(Work item) Check each line of the records below for the string "that", then state how many lines contain it, with no other output.

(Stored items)
- Opening Delimiter -
PR #606, opened 2025-12-18
nixos-anywhere: Fix parsing of `--ssh-store-setting` without skipping next arg

a-kenji:
Fix parsing of the `--ssh-store-setting` without skipping the next
argument.

There was an extra shift in the `--ssh-store-setting`, also adjusted the
shifts to be in line with the others.

Credit to @name-snrl for the report, thank you.

### DIFF
--- a/src/nixos-anywhere.sh
+++ b/src/nixos-anywhere.sh
@@ -280,10 +280,10 @@ parseArgs() {
       ;;
     --ssh-store-setting)
       key=$2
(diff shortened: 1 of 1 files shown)


Enzime:
There's merge conflicts, can you rebase?

Enzime:
Already fixed in #607 but I do like that this PR still makes it consistent with the rest of the script

PR #623, opened 2026-02-13
Move kexec CLI checks inside the kexec branch

hgl:
I tried these changes inside a very minimal kexec env that I already booted into, where CLIs that are used to run kexec are not needed, and it can install without failing.


a-kenji (approved):
LGMT, did not test it yet.

PR #624, opened 2026-02-20
feat(nixos-install TF module): Add non sensite option

oliverwiegers:
Make it possible to print out nixos istall output despite of containing sensitive values.


inkules:
Good one! We have need for this, too!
- Closing Delimiter -
(Task output) 2